→ EXERCISE:
Read the lines of the data below and retrieve those with "specification".

→ INFORMATION SUPPLIED:

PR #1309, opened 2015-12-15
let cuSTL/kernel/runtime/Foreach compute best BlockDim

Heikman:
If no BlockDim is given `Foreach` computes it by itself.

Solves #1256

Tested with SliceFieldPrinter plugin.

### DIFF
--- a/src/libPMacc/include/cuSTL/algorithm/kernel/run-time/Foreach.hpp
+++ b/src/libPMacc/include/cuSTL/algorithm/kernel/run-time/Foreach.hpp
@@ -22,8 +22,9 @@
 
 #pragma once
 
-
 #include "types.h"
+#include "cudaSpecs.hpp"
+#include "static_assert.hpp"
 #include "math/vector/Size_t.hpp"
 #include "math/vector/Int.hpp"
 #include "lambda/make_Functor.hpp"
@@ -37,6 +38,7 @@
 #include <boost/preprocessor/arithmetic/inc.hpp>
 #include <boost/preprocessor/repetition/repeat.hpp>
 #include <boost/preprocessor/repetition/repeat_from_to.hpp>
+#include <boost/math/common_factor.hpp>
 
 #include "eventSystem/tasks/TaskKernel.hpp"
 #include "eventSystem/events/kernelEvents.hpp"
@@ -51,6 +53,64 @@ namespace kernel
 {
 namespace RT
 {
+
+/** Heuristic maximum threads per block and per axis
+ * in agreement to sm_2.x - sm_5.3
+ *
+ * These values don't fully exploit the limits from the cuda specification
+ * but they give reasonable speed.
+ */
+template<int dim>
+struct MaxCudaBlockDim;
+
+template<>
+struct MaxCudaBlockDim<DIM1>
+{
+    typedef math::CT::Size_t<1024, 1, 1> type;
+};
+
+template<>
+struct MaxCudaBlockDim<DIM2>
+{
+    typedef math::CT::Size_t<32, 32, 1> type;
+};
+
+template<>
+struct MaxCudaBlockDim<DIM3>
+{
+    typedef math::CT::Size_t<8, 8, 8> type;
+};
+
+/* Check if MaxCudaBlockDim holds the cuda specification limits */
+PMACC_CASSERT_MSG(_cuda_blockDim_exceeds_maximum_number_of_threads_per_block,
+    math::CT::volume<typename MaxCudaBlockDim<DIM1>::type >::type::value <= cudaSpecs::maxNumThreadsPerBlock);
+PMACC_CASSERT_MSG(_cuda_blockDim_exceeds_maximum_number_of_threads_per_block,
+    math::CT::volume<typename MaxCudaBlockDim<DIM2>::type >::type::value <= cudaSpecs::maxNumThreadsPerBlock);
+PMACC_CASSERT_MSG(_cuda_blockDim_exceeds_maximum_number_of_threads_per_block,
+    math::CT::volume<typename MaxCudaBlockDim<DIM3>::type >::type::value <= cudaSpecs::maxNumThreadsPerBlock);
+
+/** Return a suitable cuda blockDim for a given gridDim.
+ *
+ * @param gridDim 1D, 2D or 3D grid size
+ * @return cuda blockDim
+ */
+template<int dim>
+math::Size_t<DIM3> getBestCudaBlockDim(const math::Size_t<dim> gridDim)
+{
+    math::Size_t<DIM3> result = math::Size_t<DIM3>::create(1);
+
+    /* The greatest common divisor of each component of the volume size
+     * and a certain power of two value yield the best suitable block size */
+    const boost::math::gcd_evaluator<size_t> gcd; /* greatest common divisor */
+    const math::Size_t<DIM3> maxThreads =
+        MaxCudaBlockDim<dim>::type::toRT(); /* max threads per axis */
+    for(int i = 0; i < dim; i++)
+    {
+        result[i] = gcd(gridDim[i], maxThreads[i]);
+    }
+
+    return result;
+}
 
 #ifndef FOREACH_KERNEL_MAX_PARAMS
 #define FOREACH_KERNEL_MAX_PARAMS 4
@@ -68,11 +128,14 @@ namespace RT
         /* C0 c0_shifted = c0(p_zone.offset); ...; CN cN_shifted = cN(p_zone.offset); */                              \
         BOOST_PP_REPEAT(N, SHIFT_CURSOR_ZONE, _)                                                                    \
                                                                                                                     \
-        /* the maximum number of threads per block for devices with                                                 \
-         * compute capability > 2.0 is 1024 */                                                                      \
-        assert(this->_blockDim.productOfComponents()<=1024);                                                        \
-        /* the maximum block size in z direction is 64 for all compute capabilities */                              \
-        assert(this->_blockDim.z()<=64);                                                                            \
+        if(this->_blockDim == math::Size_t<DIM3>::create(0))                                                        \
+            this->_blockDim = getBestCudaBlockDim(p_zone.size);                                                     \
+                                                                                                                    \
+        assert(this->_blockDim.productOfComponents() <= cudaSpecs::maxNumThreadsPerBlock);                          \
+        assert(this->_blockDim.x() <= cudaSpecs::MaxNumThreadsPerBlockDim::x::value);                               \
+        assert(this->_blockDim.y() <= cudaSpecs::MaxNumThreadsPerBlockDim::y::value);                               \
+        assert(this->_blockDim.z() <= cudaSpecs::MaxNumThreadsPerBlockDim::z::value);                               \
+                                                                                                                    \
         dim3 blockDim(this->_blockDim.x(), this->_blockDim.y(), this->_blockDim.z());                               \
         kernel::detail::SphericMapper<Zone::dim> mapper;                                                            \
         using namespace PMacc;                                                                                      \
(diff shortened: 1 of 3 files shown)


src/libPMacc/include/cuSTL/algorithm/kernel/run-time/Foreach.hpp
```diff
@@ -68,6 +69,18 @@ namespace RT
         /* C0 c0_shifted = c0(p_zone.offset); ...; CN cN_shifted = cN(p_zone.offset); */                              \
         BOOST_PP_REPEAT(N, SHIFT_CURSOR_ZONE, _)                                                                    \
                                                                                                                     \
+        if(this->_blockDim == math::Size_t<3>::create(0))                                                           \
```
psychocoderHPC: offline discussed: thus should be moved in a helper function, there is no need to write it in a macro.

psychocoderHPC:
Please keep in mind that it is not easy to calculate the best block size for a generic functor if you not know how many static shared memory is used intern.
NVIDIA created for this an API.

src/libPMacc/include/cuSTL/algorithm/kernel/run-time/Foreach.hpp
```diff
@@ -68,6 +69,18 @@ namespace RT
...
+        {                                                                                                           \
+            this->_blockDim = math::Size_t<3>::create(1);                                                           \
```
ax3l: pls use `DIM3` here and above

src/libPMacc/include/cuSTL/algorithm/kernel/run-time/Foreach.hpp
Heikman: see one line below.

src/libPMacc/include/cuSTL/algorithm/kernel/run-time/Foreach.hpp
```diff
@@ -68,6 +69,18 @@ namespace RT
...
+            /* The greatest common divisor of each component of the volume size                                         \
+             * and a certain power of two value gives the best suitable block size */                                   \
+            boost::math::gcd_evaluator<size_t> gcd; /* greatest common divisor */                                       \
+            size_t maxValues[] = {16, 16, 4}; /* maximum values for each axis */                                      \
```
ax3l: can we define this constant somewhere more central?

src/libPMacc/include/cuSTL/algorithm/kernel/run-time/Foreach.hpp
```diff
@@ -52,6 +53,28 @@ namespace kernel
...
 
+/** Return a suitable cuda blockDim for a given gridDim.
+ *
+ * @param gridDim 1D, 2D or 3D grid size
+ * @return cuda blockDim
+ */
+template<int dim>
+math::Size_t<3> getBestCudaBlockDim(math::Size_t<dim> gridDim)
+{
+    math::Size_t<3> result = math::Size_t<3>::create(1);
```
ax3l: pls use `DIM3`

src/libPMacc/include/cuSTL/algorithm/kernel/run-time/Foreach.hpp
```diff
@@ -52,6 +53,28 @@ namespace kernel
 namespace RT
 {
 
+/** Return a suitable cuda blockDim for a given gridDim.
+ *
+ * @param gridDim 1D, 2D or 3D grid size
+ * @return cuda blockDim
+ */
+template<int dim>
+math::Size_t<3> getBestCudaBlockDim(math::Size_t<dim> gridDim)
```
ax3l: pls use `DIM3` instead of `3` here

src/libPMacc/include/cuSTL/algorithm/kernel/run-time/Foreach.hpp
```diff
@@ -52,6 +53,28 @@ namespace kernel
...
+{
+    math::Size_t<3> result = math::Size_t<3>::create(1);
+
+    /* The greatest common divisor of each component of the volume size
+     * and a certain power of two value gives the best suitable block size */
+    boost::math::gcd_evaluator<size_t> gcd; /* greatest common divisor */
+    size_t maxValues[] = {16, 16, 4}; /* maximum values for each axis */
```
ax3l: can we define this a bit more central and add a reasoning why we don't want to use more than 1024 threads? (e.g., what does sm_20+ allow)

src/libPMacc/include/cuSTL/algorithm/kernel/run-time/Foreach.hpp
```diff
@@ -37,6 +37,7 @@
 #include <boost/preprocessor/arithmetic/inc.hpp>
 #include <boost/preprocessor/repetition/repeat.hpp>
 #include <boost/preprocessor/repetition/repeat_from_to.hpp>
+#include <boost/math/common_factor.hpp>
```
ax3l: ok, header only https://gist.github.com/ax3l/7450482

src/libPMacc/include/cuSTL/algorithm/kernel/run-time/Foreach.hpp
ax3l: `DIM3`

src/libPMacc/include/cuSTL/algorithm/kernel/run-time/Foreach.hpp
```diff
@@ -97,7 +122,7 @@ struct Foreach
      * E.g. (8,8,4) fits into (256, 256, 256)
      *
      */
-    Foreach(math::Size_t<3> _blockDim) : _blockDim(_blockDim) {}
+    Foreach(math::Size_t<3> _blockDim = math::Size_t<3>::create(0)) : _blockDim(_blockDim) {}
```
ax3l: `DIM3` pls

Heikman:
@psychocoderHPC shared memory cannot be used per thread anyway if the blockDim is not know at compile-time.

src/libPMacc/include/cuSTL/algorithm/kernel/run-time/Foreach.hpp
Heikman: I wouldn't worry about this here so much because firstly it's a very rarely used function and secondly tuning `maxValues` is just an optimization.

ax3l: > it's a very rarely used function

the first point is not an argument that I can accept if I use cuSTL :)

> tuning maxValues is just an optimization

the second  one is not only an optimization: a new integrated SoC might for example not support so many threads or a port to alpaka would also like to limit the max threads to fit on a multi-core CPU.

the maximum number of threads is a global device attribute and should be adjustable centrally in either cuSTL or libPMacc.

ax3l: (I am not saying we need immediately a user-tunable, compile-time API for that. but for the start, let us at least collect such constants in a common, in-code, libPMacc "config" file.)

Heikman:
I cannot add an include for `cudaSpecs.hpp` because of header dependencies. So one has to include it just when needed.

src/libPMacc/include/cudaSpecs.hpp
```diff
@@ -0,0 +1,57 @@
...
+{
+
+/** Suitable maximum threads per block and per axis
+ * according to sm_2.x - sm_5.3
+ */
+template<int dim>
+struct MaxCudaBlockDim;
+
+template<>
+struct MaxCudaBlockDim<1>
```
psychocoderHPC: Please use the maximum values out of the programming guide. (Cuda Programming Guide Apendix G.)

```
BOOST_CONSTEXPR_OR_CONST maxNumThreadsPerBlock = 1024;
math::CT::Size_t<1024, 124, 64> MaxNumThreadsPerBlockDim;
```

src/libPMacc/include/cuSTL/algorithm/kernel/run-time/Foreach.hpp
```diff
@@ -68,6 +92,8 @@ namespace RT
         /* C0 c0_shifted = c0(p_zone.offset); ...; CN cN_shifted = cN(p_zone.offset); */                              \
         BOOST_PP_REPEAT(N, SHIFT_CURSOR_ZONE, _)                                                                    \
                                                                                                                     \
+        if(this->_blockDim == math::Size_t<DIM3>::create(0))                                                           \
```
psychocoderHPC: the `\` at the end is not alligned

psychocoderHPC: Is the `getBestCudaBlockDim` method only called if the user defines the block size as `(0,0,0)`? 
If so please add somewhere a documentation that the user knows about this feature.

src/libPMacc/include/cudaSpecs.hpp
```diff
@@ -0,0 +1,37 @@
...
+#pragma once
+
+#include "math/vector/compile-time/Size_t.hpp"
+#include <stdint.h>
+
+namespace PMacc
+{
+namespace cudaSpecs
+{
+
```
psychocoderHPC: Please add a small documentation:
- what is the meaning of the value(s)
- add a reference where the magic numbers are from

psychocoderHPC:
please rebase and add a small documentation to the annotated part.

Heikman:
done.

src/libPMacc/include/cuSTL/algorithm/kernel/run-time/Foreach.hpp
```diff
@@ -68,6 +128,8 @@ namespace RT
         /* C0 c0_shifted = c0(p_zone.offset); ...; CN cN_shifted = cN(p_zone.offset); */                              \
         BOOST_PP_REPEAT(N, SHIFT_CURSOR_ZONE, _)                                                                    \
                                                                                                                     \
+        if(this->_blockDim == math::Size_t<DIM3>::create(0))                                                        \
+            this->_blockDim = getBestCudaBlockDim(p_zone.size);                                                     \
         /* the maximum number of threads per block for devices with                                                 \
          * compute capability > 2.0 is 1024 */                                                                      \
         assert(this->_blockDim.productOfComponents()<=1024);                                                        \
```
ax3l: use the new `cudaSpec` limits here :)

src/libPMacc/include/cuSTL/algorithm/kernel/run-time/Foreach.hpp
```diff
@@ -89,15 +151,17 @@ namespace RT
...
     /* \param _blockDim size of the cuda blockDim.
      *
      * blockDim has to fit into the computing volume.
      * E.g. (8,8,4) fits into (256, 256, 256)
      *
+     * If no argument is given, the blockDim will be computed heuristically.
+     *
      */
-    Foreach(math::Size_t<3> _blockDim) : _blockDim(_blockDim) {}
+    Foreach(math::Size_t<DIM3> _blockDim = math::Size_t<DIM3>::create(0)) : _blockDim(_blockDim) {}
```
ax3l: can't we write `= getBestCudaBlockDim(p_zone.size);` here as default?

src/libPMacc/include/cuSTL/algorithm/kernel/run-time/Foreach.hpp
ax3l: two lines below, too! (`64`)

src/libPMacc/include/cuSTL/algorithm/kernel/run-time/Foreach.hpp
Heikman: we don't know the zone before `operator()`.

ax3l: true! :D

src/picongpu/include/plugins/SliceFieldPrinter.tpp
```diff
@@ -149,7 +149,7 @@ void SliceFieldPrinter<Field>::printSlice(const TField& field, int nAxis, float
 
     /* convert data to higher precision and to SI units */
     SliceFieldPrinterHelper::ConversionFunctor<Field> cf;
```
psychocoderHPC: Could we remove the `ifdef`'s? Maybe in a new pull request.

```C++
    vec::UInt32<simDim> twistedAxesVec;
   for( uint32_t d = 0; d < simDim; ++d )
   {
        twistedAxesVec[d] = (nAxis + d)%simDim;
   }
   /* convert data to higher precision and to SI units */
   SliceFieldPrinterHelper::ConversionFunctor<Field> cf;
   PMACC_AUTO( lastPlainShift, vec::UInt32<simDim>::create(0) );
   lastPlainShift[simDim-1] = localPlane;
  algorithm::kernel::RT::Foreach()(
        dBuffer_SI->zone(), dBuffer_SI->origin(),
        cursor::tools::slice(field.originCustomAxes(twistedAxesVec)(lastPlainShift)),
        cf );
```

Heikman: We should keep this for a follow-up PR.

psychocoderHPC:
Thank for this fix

→ REPLY TO THE TASK:
+ * These values don't fully exploit the limits from the cuda specification
+/* Check if MaxCudaBlockDim holds the cuda specification limits */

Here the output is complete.